Extracted records: Begin
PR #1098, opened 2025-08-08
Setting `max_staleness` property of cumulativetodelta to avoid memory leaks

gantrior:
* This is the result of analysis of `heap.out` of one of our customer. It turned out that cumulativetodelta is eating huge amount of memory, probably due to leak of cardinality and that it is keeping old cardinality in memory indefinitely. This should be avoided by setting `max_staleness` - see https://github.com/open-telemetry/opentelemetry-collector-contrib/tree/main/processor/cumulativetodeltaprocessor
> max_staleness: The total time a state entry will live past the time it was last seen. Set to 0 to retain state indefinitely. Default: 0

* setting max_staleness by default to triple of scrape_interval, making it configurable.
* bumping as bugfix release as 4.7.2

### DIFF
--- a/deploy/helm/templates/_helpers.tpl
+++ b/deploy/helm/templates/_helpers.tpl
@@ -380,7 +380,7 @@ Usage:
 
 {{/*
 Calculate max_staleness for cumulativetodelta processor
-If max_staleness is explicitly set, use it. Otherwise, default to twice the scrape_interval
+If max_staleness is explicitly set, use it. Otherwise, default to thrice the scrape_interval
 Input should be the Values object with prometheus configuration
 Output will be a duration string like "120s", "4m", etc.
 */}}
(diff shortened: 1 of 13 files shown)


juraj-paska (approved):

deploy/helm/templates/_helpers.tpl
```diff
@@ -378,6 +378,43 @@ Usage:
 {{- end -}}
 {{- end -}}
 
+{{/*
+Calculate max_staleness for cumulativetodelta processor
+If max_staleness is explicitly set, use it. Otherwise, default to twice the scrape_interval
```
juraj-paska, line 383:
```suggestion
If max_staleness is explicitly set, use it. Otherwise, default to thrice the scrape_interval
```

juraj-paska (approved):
Extracted records: End
Work to be completed:
Every entry in the listing must be retyped exactly.

Exercise answer:
PR #1098, opened 2025-08-08
Setting `max_staleness` property of cumulativetodelta to avoid memory leaks

gantrior:
* This is the result of analysis of `heap.out` of one of our customer. It turned out that cumulativetodelta is eating huge amount of memory, probably due to leak of cardinality and that it is keeping old cardinality in memory indefinitely. This should be avoided by setting `max_staleness` - see https://github.com/open-telemetry/opentelemetry-collector-contrib/tree/main/processor/cumulativetodeltaprocessor
> max_staleness: The total time a state entry will live past the time it was last seen. Set to 0 to retain state indefinitely. Default: 0

* setting max_staleness by default to triple of scrape_interval, making it configurable.
* bumping as bugfix release as 4.7.2

### DIFF
--- a/deploy/helm/templates/_helpers.tpl
+++ b/deploy/helm/templates/_helpers.tpl
@@ -380,7 +380,7 @@ Usage:
 
 {{/*
 Calculate max_staleness for cumulativetodelta processor
-If max_staleness is explicitly set, use it. Otherwise, default to twice the scrape_interval
+If max_staleness is explicitly set, use it. Otherwise, default to thrice the scrape_interval
 Input should be the Values object with prometheus configuration
 Output will be a duration string like "120s", "4m", etc.
 */}}
(diff shortened: 1 of 13 files shown)


juraj-paska (approved):

deploy/helm/templates/_helpers.tpl
```diff
@@ -378,6 +378,43 @@ Usage:
 {{- end -}}
 {{- end -}}
 
+{{/*
+Calculate max_staleness for cumulativetodelta processor
+If max_staleness is explicitly set, use it. Otherwise, default to twice the scrape_interval
```
juraj-paska, line 383:
```suggestion
If max_staleness is explicitly set, use it. Otherwise, default to thrice the scrape_interval
```

juraj-paska (approved):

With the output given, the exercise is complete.